To a novice like me, photo editing software helps a lot. See the example below:

Original shot:









Modified with "Auto Contrast", "Auto Levels" and "Auto Color" in Photoshop:










What's your take on the using such software to enhance pictures?

Pictures of my tank

[This message was edited by Dr.Jay on Thu May 01 2003 at 08:06 PM.]


----------



## 2la (Feb 3, 2003)

> quote:
> 
> Originally posted by h317:
> What's your take on the using such software to enhance pictures?


My personal stance is detailed in the last three paragraphs of my first post in this thread (page 2). I'm curious to know how much software adjustment/enhancement is done for full-tank photos posted in the Aquascaping Gallery?

2la


----------



## imported_Ghazanfar Ghori (Jan 31, 2003)

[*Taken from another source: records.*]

PR #201, opened 2023-07-27
sequencer: tx nonce must match account nonce

joroshiba:
This is a breaking change.

The ethereum whitepaper states that on a transaction:

> nonce: A scalar value equal to the number of transactions sent by the sender

And later:

> the transaction nonce is valid (equivalent to the sender account’s current nonce);

As best I can tell cosmos chains treat [sequences similarly](https://github.com/astriaorg/metro/blob/d12705639f68d5e9d0ec6071748a0a0ec36ec7df/pkg/builder/builder.go#L116), and I don't believe we should differ from these implementations.

### DIFF
--- a/crates/astria-sequencer/src/transaction/unsigned.rs
+++ b/crates/astria-sequencer/src/transaction/unsigned.rs
@@ -116,7 +116,10 @@ impl ActionHandler for Unsigned {
         // Nonce should be equal to the number of executed transactions before this tx.
         // First tx has nonce 0.
         let curr_nonce = state.get_account_nonce(from).await?;
-        ensure!(curr_nonce == self.nonce, "invalid nonce, tx nonce must match account nonce");
+        ensure!(
+            curr_nonce == self.nonce,
+            "invalid nonce, tx nonce must match account nonce"
+        );
 
         // do we need to make a StateDelta here so we can check the actions on the successive state?
         for action in &self.actions {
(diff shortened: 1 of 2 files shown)


noot (approved):

crates/astria-sequencer/src/transaction/unsigned.rs
```diff
@@ -113,8 +113,10 @@ impl ActionHandler for Unsigned {
         state: &S,
         from: &Address,
     ) -> Result<()> {
+        // Nonce should be equal to the number of executed transactions before this tx.
+        // First tx has nonce 0.
         let curr_nonce = state.get_account_nonce(from).await?;
-        ensure!(curr_nonce < self.nonce, "invalid nonce");
+        ensure!(curr_nonce == self.nonce, "invalid nonce");
```
SuperFluffy, line 119:
```suggestion
        ensure!(curr_nonce == self.nonce, "transaction nonce must match stored account nonce");
```
Right now the reason gets lost:
```rust
fn run() -> eyre::Result<()> {
    let x = 5;
    let y = 6;
    eyre::ensure!(x == y, "invalid bla");
    Ok(())
}

fn main() {
    if let Err(e) = run() {
        println!("{e:?}");
        // invalid bla
        //
        // Location:
        //    src/main.rs:4:5
    }
}
```

SuperFluffy:
Marked as a bug not because there is a code problem but because it deviates from conventions.

crates/astria-sequencer/src/transaction/unsigned.rs
joroshiba: Yeah, I'm not sure how much this is intended behaivior or not. I know that when you submit an invalid sequence to a Cosmos chain you don't get any useful feedback, just that it's invalid.

SuperFluffy: Yeah, this is more for a user not having to dig into sequencer when this error happens. `invalid nonce` reads a bit like `error occured`. So like - yeah, great. But what exactly was the problem now?

itamarreif (approved):

PR #203, opened 2023-07-29
chore: remove `isTerminal` dependency and use `std::io::isTerminal`

### LINKED ISSUE #170: Replace is-terminal dependency by std::io::IsTerminal trait
Rust 1.70.0 includes the [`IsTerminal`](https://doc.rust-lang.org/stable/std/io/trait.IsTerminal.html) trait. We should be use that instead of the `is-terminal` dependency.

Minor downsides: this makes our minimal rust version 1.70.0.

jim4067:
resolves #170 

- add a `rust-toolchain` for MSRV.
- remove imports of `isTerminal` and replace with `std::io::isTerminal`.
- remove isTermnal in the `Cargo.toml` files.


dereksione (approved):

rust-toolchain
SuperFluffy, line 1: This is problematic with the way our gh actions are currently set up. Please remove.

SuperFluffy (changes requested):
Thank you for your contribution!

A lot of CI tests are currently failing because while this PR demands rust version of 1.70 stable some jobs either require nightly (running rustfmt) or have a pinned rust version of 1.69 (the docker builds).

Can you please also update the docker file and (instead of pinning the toolchain), add a `rust-version` entry to the `[package]` section of the affected binary crates?

jim4067:
I think for the rust workflow clippy and rustfmt components could be added.

Thanks for explaining why docker is also failing.
If explicitly specifying the rust version fixes this, where can I make the necessary changes?

SuperFluffy:
> I think for the rust workflow clippy and rustfmt components could be added.
> 
> Thanks for explaining why docker is also failing. If explicitly specifying the rust version fixes this, where can I make the necessary changes?

You need to update `.github/workflows/rust.yml` and `containerfiles/Dockerfile`.

SuperFluffy:
superseded by #271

Using Photoshop to fix the contrast etc is fine. Messing with color saturation
IMO isn't right unless the white balance when you took the picture really
threw the colors off. In most of the pictures I take, I use the autocontrast
and nothing else. In some I may also use autolevels but thats only a handful.
If most of the background is dark and theres a patch or two of color
showing through - I'll airbrush it with black to make the picture balanced.
No need to mess with the colors of fish - they're gorgeous as it is!

-
Ghazanfar Ghori


----------



## Guest (May 2, 2003)

1. Are we against using photoshops in photography ?
2. Is it cheating or improving ?

Join as at www.njas.net


----------



## Guest (May 2, 2003)

1. Are we against using photoshops in photography ?
2. Is it cheating or improving ?

Join as at www.njas.net


----------



## Birgit & Wolfgang (Feb 5, 2003)

My take on that one is:
I use those tools quite a lot. But only to make the pictures look like the real tank does.

I use sharpening, color correction (just like I would use filters with nondigitals). And brightness and contrast settings.

Oversaturated pictures look unnatural anyway, so why play with colours. Sometimes I even reduce colour intensity (most of all greens and reds).

www.naturaquarium.at
view some of our pictures


----------



## 2la (Feb 3, 2003)

Anybody ethically opposed to sharpening photos with a digital editor? I've tended to avoid that on the premise that it represented doctoring, but if it's an acceptable practice here I'd be glad to abandon the notion!


----------



## Birgit & Wolfgang (Feb 5, 2003)

Why?
Nature is much sharper than a picture can ever be!

www.naturaquarium.at
view some of our pictures


----------



## h317 (Feb 2, 2003)

> quote:
> 
> I use sharpening, color correction (just like I would use filters with nondigitals). And brightness and contrast settings.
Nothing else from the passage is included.